Non-Hermitian Walks Reveal Novel Edge State Control and Topology.

The behaviour of quantum particles undergoing a ‘walk’ – a quantum analogue of random walks – presents a fertile ground for exploring topological phenomena, states of matter characterised by robust properties insensitive to local perturbations. Recent research focuses on how these walks evolve in time, specifically when gain and loss are introduced into the system, creating what is known as a non-unitary dynamic. This introduces complexities to the established relationship between a material’s bulk properties and its boundary states, a principle known as bulk-boundary correspondence. Huimin Wang, Zhihao Xu, and Zhijian Li, all from the Institute of Theoretical Physics, State Key Laboratory of Quantum Optics Technologies and Devices, investigate these effects in their article, “Topological Phase Transitions and Edge-State Transfer in Time-Multiplexed Quantum Walks”. Their work details how manipulating the gain and loss within these time-dependent quantum walks allows for a restoration of a generalised bulk-boundary correspondence and reveals a novel mechanism for transferring edge states, potentially offering new avenues for controlling quantum information.

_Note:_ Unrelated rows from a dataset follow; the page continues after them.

PR #392, opened 2026-08-13
chore: 🔧 update configuration files from template

signekb:
# Description

Needs a quick review.


lwjohnst86 (changes requested):
This really should be two or three PRs (e.g. release process updates, devex file updates, and build check updates). Could you split this and #393 up into atomic PRs?

lwjohnst86 (approved):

Researchers actively pursue the experimental realisation of complex quantum control schemes, with integrated photonics becoming a favoured platform due to its capacity for precise light manipulation and facilitation of intricate experimental designs. Complementing photonic approaches, cold atom experiments and implementations utilising photonic crystals broaden the range of physical systems investigated, reinforcing the versatility of Floquet engineering. Floquet engineering, a technique employing periodic modulation to control quantum systems, builds upon the principles of driven quantum systems and establishes a foundation for advanced research.

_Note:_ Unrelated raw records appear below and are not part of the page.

PR #393, opened 2026-08-13
ci: 👷 update workflows from template

signekb:
# Description

Needs a quick review.


lwjohnst86 (changes requested):
This should be two PRs (release process with its config files and general checks with their config files (e.g. typos)). Can you actually split up this and #392 into atomic PRs? The config files in #392 for release should be with the release files here as their own PR (so build passes) and the config files for e.g. typos and checks should be with their workflows in here.

.github/workflows/add-to-project.yml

Recent investigations consistently explore the manipulation of quantum systems through periodic modulation, with a particular emphasis on topological and non-Hermitian physics. Non-Hermitian systems, unlike conventional quantum systems described by Hermitian operators, do not conserve probability and exhibit unique properties. These systems display modified topological edge state behaviour and altered spectral signatures, challenging established understandings of quantum mechanics and opening new avenues for materials science and quantum technologies. Theoretical contributions from researchers such as Andersson et al. enhance the understanding of these systems, while Cardano et al. explore the integration of orbital angular momentum with non-Hermitian frameworks, expanding the toolkit for quantum state manipulation. Current review articles consolidate progress in Floquet engineering, while ongoing work continues to refine quantum control and materials science, indicating a dynamic and evolving field.

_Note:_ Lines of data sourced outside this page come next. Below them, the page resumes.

Issue #427, opened 2017-10-19
[Website] content updates before CA World


riley:
As a visitor to mineral-ui.com post CA world, I would like to see a polished website with most of the expected trappings.

AC:
- [x] different `<title>` element for each page [#433](https://github.com/mineral-ui/mineral-ui/pull/433)
- [x] `lang="en-US"` on the `<html>` element [#433](https://github.com/mineral-ui/mineral-ui/pull/433)
- [x] expand some acronyms e.g. RTL where needed [#436](https://github.com/mineral-ui/mineral-ui/pull/436)
- [x] better explanation of difference between `title` and `alt` attributes for Icons? [#436](https://github.com/mineral-ui/mineral-ui/pull/436)
- [x] icon category links? [#436](https://github.com/mineral-ui/mineral-ui/pull/436)
- [x] embellish copy on first Link example [#436](https://github.com/mineral-ui/mineral-ui/pull/436)
- [x] re-add example h2 above component examples [#436](https://github.com/mineral-ui/mineral-ui/pull/436)
- [x] rename all the first examples to not be "Example" [#436](https://github.com/mineral-ui/mineral-ui/pull/436)

wendyjm:
Revisit best practices and do/don't vs. always/never (if never is needed at all)

PR #433, opened 2017-10-24
[Website]: add <title> to document

riley:
connects #427 

### Description
- use React Helmet to add a unique title and canonical link to each page.
- add `lang` attribute

### Motivation and context
Since we have a single-page app, our page title never changed on navigation. This hurts SEO and accessibility. Now the title changes to give hints upon navigation.

https://document-title--mineral-ui.netlify.com/

### How to test

2. Navigate to all the pages. the format should be `title | Mineral UI`
3. `<html>` element should have a `lang` attribute set.

### Types of changes

### Checklist

open for business


src/website/app/ComponentDocExample.js
```diff
@@ -16,6 +16,8 @@
 
 /* @flow */
 import React from 'react';
+import Helmet from 'react-helmet';
+import startCase from 'lodash/startCase';
```
brentertz: I don't see `lodash.startcase` in `package.json`. Are we just able to use it because of a transitive dependency?  If so, it would probably be wise to add it explicitly.

src/website/app/ComponentDocExample.js
```diff
@@ -83,6 +89,18 @@ export default function ComponentDocExample({
 
   return (
     <Root {...rootProps}>
+      {chromeless &&
```
brentertz: Why does this care about `chromeless`?  Isn't `parent` enough? Or maybe you meant `if (!chromeless)` in order to not add titles and canonical links for `chromeless` urls?

src/website/app/Router.js
```diff
@@ -70,7 +70,11 @@ export default function Router({ demos }: Props) {
                 <IconArrowBack color="currentColor" size="small" />{' '}
                 {selectedDemo.title}
               </Link>
-              <ComponentDocExample {...selectedExample} />
+              <ComponentDocExample
+                chromeless
```
brentertz: I can't really tell what you are trying to do here with the `chromeless` prop.  This is setting `chromeless` to true for all `ComponentDocExample` child pages even when they are not `chromeless`, which I don't think is what we want.

e.g. http://0.0.0.0:8080/components/button/primary/

src/website/app/Router.js
```diff
@@ -70,7 +70,11 @@ export default function Router({ demos }: Props) {
...
+                parent={selectedDemo.title}
```
brentertz: `parent` is an overloaded term.  Can we be more explicit, e.g. `parentTitle`? 

Or even better, is it possible to calculate page title/path stuff here and pass them in rather than forcing `ComponentDocExample` to know about things?  You might need to standardize all these props to `pageTitle`, `pagePath` or something like `pageOptions: { title, path}`?  Let's discuss...

src/website/app/ComponentDocExample.js
riley: ah, i thought we had an explicit lodash dependency. updated.

src/website/app/ComponentDocExample.js
```diff
@@ -25,9 +26,14 @@ import Markdown from './Markdown';
 
 type Props = {
   backgroundColor?: string,
+  canonical?: string,
```
brentertz: No longer used...

src/website/app/Router.js
```diff
@@ -53,14 +57,24 @@ export default function Router({ demos }: Props) {
         render={route => {
           const { componentId, exampleId } = route.match.params;
           const selectedDemo = demos[componentId];
-          const selectedExample = selectedDemo.examples.filter(
+          const selectedExample = selectedDemo.examples.find(
             example => example.id === exampleId
-          )[0];
+          );
           const chromeless = route.location.search === '?chromeless';
+          const canonicalLink = `https://mineral-ui.com/components/${selectedDemo.title.toLowerCase()}/${selectedExample.id}`;
```
brentertz: You can just define `canonicalLink` and `pageTitle` in the `pageMeta` object like you do elsewhere.  No need for the extra variables if they are not used elsewhere.

```js
const pageMeta = {
  title: `${selectedDemo.title} ${startCase(selectedExample.id)} | Mineral UI`,
  canonicalLink: `https://mineral-ui.com/components/${selectedDemo.title.toLowerCase()}/${selectedExample.id}`
};
```

src/website/app/Router.js
```diff
@@ -36,11 +37,14 @@ export default function Router({ demos }: Props) {
       return [...acc, ...pages];
     }, [])
     .map((page, index) => {
+      const title = `${page.title} | Mineral UI`;
```
brentertz: You can just define `canonicalLink` and `pageTitle` in the `pageMeta` object like you do elsewhere. No need for the extra variables if they are not used elsewhere.

```js
const pageMeta = {
  title: `${page.title} | Mineral UI`,
  canonicalLink: `https://mineral-ui.com${page.path}`
};
```

src/website/app/ComponentDocExample.js
riley: whoops, missed that one.

src/website/app/Router.js
riley: no problem. the prettier formatting was hurting my eyes, so I pulled it out, but it's not a big deal.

This research investigates the topological and edge-state properties of a time-multiplexed non-unitary walk, demonstrating a breakdown of the conventional bulk-boundary correspondence in non-unitary regimes and proposing a generalized framework to restore it. The bulk-boundary correspondence, a fundamental principle in topological physics, relates the properties of a material’s interior (bulk) to the behaviour of its surface (boundary), specifically predicting the existence of protected edge states at the boundary.

Researchers constructed a Floquet operator, incorporating tunable gain and loss, and systematically analysed both unitary and non-unitary regimes to reveal the behaviour of edge states under varying conditions. In the unitary case, the conventional bulk-boundary correspondence held, with edge modes localising at opposite boundaries as predicted by topological invariants, confirming expected behaviour in a Hermitian system. However, in the non-unitary regime, non-Hermitian skin effects emerged, leading to a breakdown of the conventional bulk-boundary correspondence, indicating a fundamental shift in system behaviour due to the presence of gain and loss. Non-Bloch band theory and generalized Brillouin zones were then applied to restore a generalized bulk-boundary correspondence, providing a theoretical framework to understand and control edge states in non-Hermitian systems.

A novel transfer phenomenon was revealed, where edge modes with different sublattice symmetries localised at the same boundary, challenging the conventional understanding of edge state localisation and opening new possibilities for manipulating quantum information. The structure of the spectral loops in the complex quasienergy plane provided a clear signature for these transfer behaviours, offering a powerful tool for characterising and understanding the system’s behaviour. These findings deepen the understanding of non-unitary topology and offer valuable insights for the experimental realisation and control of edge states in non-Hermitian systems, paving the way for novel device designs and applications in wave manipulation and information processing. This research contributes to the growing body of work exploring the fascinating properties of non-Hermitian systems and their potential for technological innovation.